Branding Strategies That Support Your Alcohol Licensing

June 05, 2014

Unlike most start-ups and emerging companies, new and expanding brewers should finalize sound branding and advertising strategies before attempting to develop and launch new products.

A Brew-Friendly Environment.

Drink up South Carolina. The recent passage of key legislation in South Carolina, known as the Stone Bill, is sure to transform the economic and entrepreneurial landscape for new and existing breweries and brewpubs in the State. The Stone Bill was passed on May 28, 2014, in part, to attract California-based Stone Brewing Co. and possibly other breweries to South Carolina, as well as to ease regulation of South Carolina’s existing beer industry which has lagged behind adjacent states such as North Carolina and Georgia. With the State’s thriving tourism industry and growing economy, the Stone Bill promises to improve the climate in which start-up breweries and brewpubs can form and existing brewers can expand.

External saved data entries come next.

PR #1924, opened 2026-06-19
dispatch-emit-outcome: reject explicit empty --terminated-reason on non-escalated dispositions

natb1:
Closes #1907

## Summary

`dispatch-emit-outcome` cross-validates `--terminated-reason` against
`--disposition`: a reason is **required** when `disposition == escalated` and
**forbidden** otherwise. The forbidden-path guard tested emptiness
(`[[ -n "$TERMINATED_REASON" ]]`), which can't tell "flag not passed" from "flag
passed as the empty string". So `--disposition completed --terminated-reason ''`
exited 0 and silently serialized `terminated_reason: null` — swallowing the
forbidden argument instead of rejecting it. That is exactly the
"defensive fallback that buries an error" `.claude/rules/code-style.md` warns
against; the greenfield-correct behavior is to reject the contract violation
with exit 2.

## Changes

- **Fix the guard** (`dispatch-emit-outcome`): track flag presence with a
  `TERMINATED_REASON_SET` boolean set in the parser, and gate the forbidden-path
  check on that flag rather than on emptiness. An explicit
  `--terminated-reason ''` on a non-escalated disposition is now rejected
  (exit 2) with the existing descriptive message. The escalated-required check
  keeps its `-z` test (an empty reason on `escalated` still exits 2), and the
  post-validation jq-builder branch is unchanged (after validation, only a
  valid escalated reason is ever non-empty). The header contract comment and an
  inline comment now document the set-flag treatment.

- **Add coverage** (`test-emit-outcome.sh`): a new standalone unit test
  following the `test-run-typecheck.sh` convention, encoding the four acceptance
  criteria. The script was previously untested. `run-unit-tests.sh`
  auto-discovers `test-*.sh` and auto-triggers the PR-scripts suite on changes
  under the scripts dir, so no runner wiring is needed.

## Verification

`test-emit-outcome.sh` passes 8/8:

- `--disposition completed --terminated-reason ''` → exit 2 (the fix)
- `--disposition escalated --terminated-reason ''` → exit 2 (preserved)
- `--disposition escalated --terminated-reason 'some reason'` → exit 0 with
  `terminated_reason == "some reason"` (no regression)
- `--disposition completed` (flag omitted) → exit 0 with
  `terminated_reason == null` (no regression)

## Caller compatibility

The only live callers are the `review-fix` and `qa-fix` skills/workflows. Every
non-escalated path omits `--terminated-reason` entirely; only escalated paths
pass a non-empty string. No caller passes `--terminated-reason ''` on a
non-escalated disposition, so the stricter behavior breaks nothing in the
autonomous chain.

### DIFF
--- a/.claude/skills/dispatch-propagate/scripts/dispatch-emit-outcome
+++ b/.claude/skills/dispatch-propagate/scripts/dispatch-emit-outcome
@@ -27,7 +27,10 @@
 # --disposition: one of the ALLOWED_DISPOSITIONS set
 #   (completed, completed_with_fixes, escalated).
 # --terminated-reason: required-non-null when disposition == escalated;
-#   must be absent (or not provided) for any other disposition.
+#   forbidden for any other disposition. An explicit empty
+#   --terminated-reason '' on a non-escalated disposition is rejected
+#   (exit 2), not silently treated as absent — presence is tracked by a
+#   set-flag, not by emptiness.
 # --pr, --base-sha: optional; serialize as JSON null when absent.
 #
 # DIVERGENCE FROM dispatch-mark-complete:
@@ -63,6 +66,7 @@ FOLLOWUPS_FILED=""
 SUBAGENTS_LAUNCHED=""
 DISPOSITION=""
 TERMINATED_REASON=""
+TERMINATED_REASON_SET=false
 
 usage() {
   cat >&2 <<'EOF'
@@ -127,7 +131,7 @@ while [[ $# -gt 0 ]]; do
       DISPOSITION="$2"; shift 2 ;;
     --terminated-reason)
       [[ $# -ge 2 ]] || { echo "dispatch-emit-outcome: --terminated-reason requires a value" >&2; exit 2; }
-      TERMINATED_REASON="$2"; shift 2 ;;
+      TERMINATED_REASON="$2"; TERMINATED_REASON_SET=true; shift 2 ;;
     *)
       echo "dispatch-emit-outcome: unexpected argument: $1" >&2
       usage
@@ -203,13 +207,16 @@ fi
 
 # ---------------------------------------------------------------------------
 # terminated_reason cross-validation
+# "Provided" is tracked by TERMINATED_REASON_SET (set in the parser), NOT by
+# emptiness, so an explicit --terminated-reason '' on a non-escalated
+# disposition is rejected rather than silently treated as absent.
 # ---------------------------------------------------------------------------
 if [[ "$DISPOSITION" == "escalated" && -z "$TERMINATED_REASON" ]]; then
   echo "dispatch-emit-outcome: --terminated-reason is required when --disposition is escalated" >&2
   exit 2
 fi
 
-if [[ "$DISPOSITION" != "escalated" && -n "$TERMINATED_REASON" ]]; then
+if [[ "$DISPOSITION" != "escalated" && "$TERMINATED_REASON_SET" == true ]]; then
   echo "dispatch-emit-outcome: --terminated-reason must not be provided when --disposition is $DISPOSITION (only valid for escalated)" >&2
   exit 2
 fi
--- a/.claude/skills/dispatch-propagate/scripts/test-emit-outcome.sh
+++ b/.claude/skills/dispatch-propagate/scripts/test-emit-outcome.sh
@@ -1,0 +1,49 @@
+#!/usr/bin/env bash
+# Tests for dispatch-emit-outcome — the terminated_reason cross-validation contract (#1907).
+set -euo pipefail
+
+SCRIPT_DIR="$(cd "$(dirname "$0")" && pwd -P)"
+source "$SCRIPT_DIR/test-helpers.sh"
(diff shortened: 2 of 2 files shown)


natb1:
## QA Pass — #1907 (`dispatch-emit-outcome` empty-reason rejection)

### Results: 5 PASS / 0 FAIL / 0 SKIP

| # | Item | Lane | Result |
|---|------|------|--------|
| 1 | Non-escalated disposition rejects explicit empty `--terminated-reason` | shell-command | ✅ PASS |
| 2 | Escalated disposition with empty `--terminated-reason` still rejected | shell-command | ✅ PASS |
| 3 | Escalated disposition with valid reason still succeeds (no regression) | shell-command | ✅ PASS |
| 4 | Non-escalated disposition with flag omitted still succeeds | shell-command | ✅ PASS |
| 5 | Cross-validation block carries the explanatory comment | (deferred) | ✅ PASS (Opus: already satisfied) |
| 6 | Unit test suite passes all 8 cases | shell-command | ✅ PASS |

No bugs found. No browser walkthrough (pure shell-script change — no frontend component).

Item 5 was classified `needs-human-judgment` by the triage plan, but assessed `already-satisfied` by the disposition Workflow:

**Assessed by Opus (already satisfied)**
- **Item 5 — Cross-validation block carries the explanatory comment**: The cross-validation block already carries a substantive comment (lines 210–212 of `dispatch-emit-outcome`) explaining that `TERMINATED_REASON_SET` tracks flag presence rather than emptiness, and that an explicit `--terminated-reason ''` is rejected rather than silently treated as absent. The 4th acceptance criterion is provably met by reading the code — no code change and no human decision needed.

No `needs-main` items, no `needs-human` items. Escalation set is empty.

natb1:
## Review — `dispatch-emit-outcome` silently accepts `--terminated-reason ''` (#1907)

**Surface:** `code` | **CodeQL:** no open alerts | **Deps:** unchanged

---

### Fixed

- **RE-3** — `.claude/skills/dispatch-propagate/scripts/dispatch-emit-outcome:27–31`
  Header comment said "absent (or not provided)" but now rejects empty string. Updated to "forbidden" with a clear description of the set-flag enforcement. _(Already present in the PR diff; no additional commit required.)_

- **RE-4** — `.claude/skills/dispatch-propagate/scripts/test-emit-outcome.sh:1–10`
  Stale "Exit 0 = all passed; non-zero = one or more failures" comment was inconsistent with `set -euo pipefail`, which aborts on a failed assertion before `report_results` runs. Removed. _(Already present in the PR diff; no additional commit required.)_

---

### Informational

- **CR-1** — `.claude/skills/dispatch-propagate/scripts/test-emit-outcome.sh:1–103`
  `test-helpers.sh` was not extracted to its own commit; both files changed together. Not a defect — the helper is a test-infrastructure dependency of the new suite.

- **CR-5** — `.claude/skills/dispatch-propagate/scripts/test-emit-outcome.sh:5–11`
  `set -euo pipefail` + `set +e`/`set -e` toggle around the SUT call is a well-known pattern but slightly fragile (a subshell error before the `set -e` restore would be swallowed). Acceptable for a test harness.

- **CR-6** — `.claude/skills/dispatch-propagate/scripts/test-emit-outcome.sh:52–55`
  Cases 3 and 4 extract JSON via `sed` + `jq` rather than a direct herestring. Functions correctly; a herestring would be marginally cleaner.

- **RE-2** — `.claude/skills/dispatch-propagate/scripts/dispatch-emit-outcome:71–100`
  `usage()` output does not list `--terminated-reason`. Minor documentation gap; the header comment above covers the contract.

---

### Dismissed

- **CR-2** — `.claude/skills/dispatch-propagate/scripts/test-emit-outcome.sh:20–23`
  _"COMMON array parsed as separate args with word splitting."_ Incorrect finding: the array is expanded as `"${COMMON[@]}"` (correctly quoted) throughout.

- **CR-3** — `.claude/skills/dispatch-propagate/scripts/test-emit-outcome.sh:31–33`
  _"`RC`/`OUT` variables declared outside `run_sut` without `local`."_ Correct by design — `RC` and `OUT` are read by the test cases immediately after `run_sut` returns; they are intentionally script-global.

- **CR-4** — `.claude/skills/dispatch-propagate/scripts/test-emit-outcome.sh:52–55`
  _"printf '%s\\n' piped to sed instead of herestring."_ The `.claude/rules/shell-json.md` rule applies to `gh --json` output piped through `echo`; plain text through `printf '%s\n'` is correct here.

- **RE-1** — `.claude/skills/dispatch-propagate/scripts/dispatch-emit-outcome:131–133`
  _"`TERMINATED_REASON_SET=false` could be true after shift if `$2` is empty."_ Incorrect — the `[[ $# -ge 2 ]]` guard fires before the assignment, so an absent second argument exits 2 before `TERMINATED_REASON_SET` is set. The `$2 == ''` case is exactly the path the fix is targeting; setting `TERMINATED_REASON_SET=true` is correct.

---

_No security findings. No follow-up issues filed. No deviations._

Licensing Requirements and Restrictions for Branding and Advertising.

New products, such as a new ale, IPA, or stout, must be developed and launched under a complex licensing framework of Federal and State law. Part of the framework includes restrictions on branding and advertising under the Federal Alcohol Administrative Act (27 U.S.C. § 205(e)) and applicable regulations (27 C.F.R. § 7 et seq.). To qualify for a license to develop, produce, package, or place the new product in commerce, the brewer must develop a branding scheme in conformance with these regulations or face the denial of an application for a license. Generally, the branding requirements include certain mandatory labeling information that identifies:

  • a brand name of the beer (cannot be misleading);
  • a class of beer (e.g., malt beverage, beer, lager, stout, ale, etc.)
  • a name and address of the brewer;
  • the net contents; and
  • the alcoholic content derived from added flavors or non-beer content; and
  • a name and address of importer (if applicable);
  • a name and address of bottler (if applicable);
  • the alcoholic content of the beer (percent by volume);
  • a description of additives; and 10) a declaration regarding sulfite and aspartame content.

The regulations also impose significant limits on advertising, the type of advertising permitted, mandatory advertising statements, and certain prohibited statements.

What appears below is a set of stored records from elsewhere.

PR #1712, opened 2026-06-15
dispatch: validate owner/repo format in dispatch-read-plan and dispatch-write-plan

natb1:
Closes #1233

## Summary

`dispatch-read-plan` and `dispatch-write-plan` derive `owner/repo` (exported as
`GH_REPO`) from `remote.origin.url`, then guarded it with a weak
`[[ -n "$repo" && "$repo" == */* ]]` check. That guard catches empty / no-slash
values, but two malformed remotes slip through and surface only as an opaque
downstream `gh` error:

- **SSH-with-port** (`ssh://git@github.com:22/owner/repo.git`): the
  `${repo#*github.com[:/]}` strip matches the `:` before the port, leaving
  `22/owner/repo` — two slashes, so it passes `*/*`. `gh` then fails with a
  confusing "Repository not found".
- **Non-GitHub remote** (`https://gitlab.com/owner/repo.git`): no `github.com`
  match, so `repo` stays the full URL — has slashes, passes `*/*`, and `gh`
  sends a malformed API path.

This PR replaces the combined guard in both scripts with a non-empty resolve
check plus a strict format guard, so a malformed `owner/repo` is rejected with a
clear, URL-naming diagnostic **before** any `gh` call:

```bash
[[ -n "$repo" ]] || { echo "<script>: could not resolve owner/repo from remote.origin.url ('$url')" >&2; exit 1; }
[[ "$repo" =~ ^[A-Za-z0-9_.-]+/[A-Za-z0-9_.-]+$ ]] || { echo "<script>: unexpected owner/repo format from remote.origin.url ('$url'): $repo" >&2; exit 1; }
```

The regex strictly subsumes the old `*/*` slash check, so `*/*` is dropped
rather than kept. The live remote
(`https://github.com/natb1/commons.systems.git` → `natb1/commons.systems`) and
the `git@github.com:owner/repo.git` SSH form both still pass — the `.` is in the
character class, so `commons.systems` is not falsely rejected.

This is a companion hardening to PR #1232 (Unit 3 — repo resolution fix), whose
review pass added the empty/missing-URL guard.

## Changes

- `dispatch-read-plan`, `dispatch-write-plan`: split the combined guard into a
  non-empty check and a strict `^[A-Za-z0-9_.-]+/[A-Za-z0-9_.-]+$` format guard
  with a stable `unexpected owner/repo format …` diagnostic.
- `test-dispatch-scripts.sh`: two new cases in the existing
[...]

PR #1946, opened 2026-06-19
dispatch: extract shared GH_REPO derivation into gh_repo_from_remote helper

natb1:
Closes #1771

## What

`dispatch-read-plan` and `dispatch-write-plan` each carried a verbatim copy of
the same `GH_REPO` derivation-and-format-guard block: derive `owner/repo` from
`remote.origin.url`, guard it non-empty, guard it against
`^[A-Za-z0-9_.-]+/[A-Za-z0-9_.-]+$`, then `export GH_REPO`. The two copies
differed only in the per-script error prefix. This duplication was introduced by
PR #1712 (which added the format guard to both scripts) and flagged there as out
of scope.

Early Alignment of Branding with Licensing Requirements.

As part of the licensing framework, the brewer is required to submit the labeling information for approval by the Alcohol, Tobacco Tax, and Trade Bureau (TTB). If approved, the TTB will issue a Certificate of Label Approval. The submission of the label information and approval thereof necessarily occurs early in the commercialization process prior to producing any product or finalizing any labels or packaging. Because of these threshold requirements, the brewer would do well early on to take the time to develop a stable branding and advertising scheme prior to applying for the license. This is particularly important because even relatively minor changes to the label information require an amended license application, which can significantly delay approval of the license and subsequent product development and launch.

Branding and Trademark Rights.

The branding scheme may include developing the name of the product, any logos, artwork for the label, design of the packaging, etc. Once conceived, it is advisable that a trademark search be performed to ensure that the risk of infringement is minimal and that trademark rights are available to the brewer. If available, it is advisable that trademark registration be filed to secure the trademark rights to the branding. Developing the branding scheme and securing the trademark rights thereto may avoid time consuming changes to the license, delays in bringing new product to market label, and expensive changes to poorly conceived branding schemes down the road.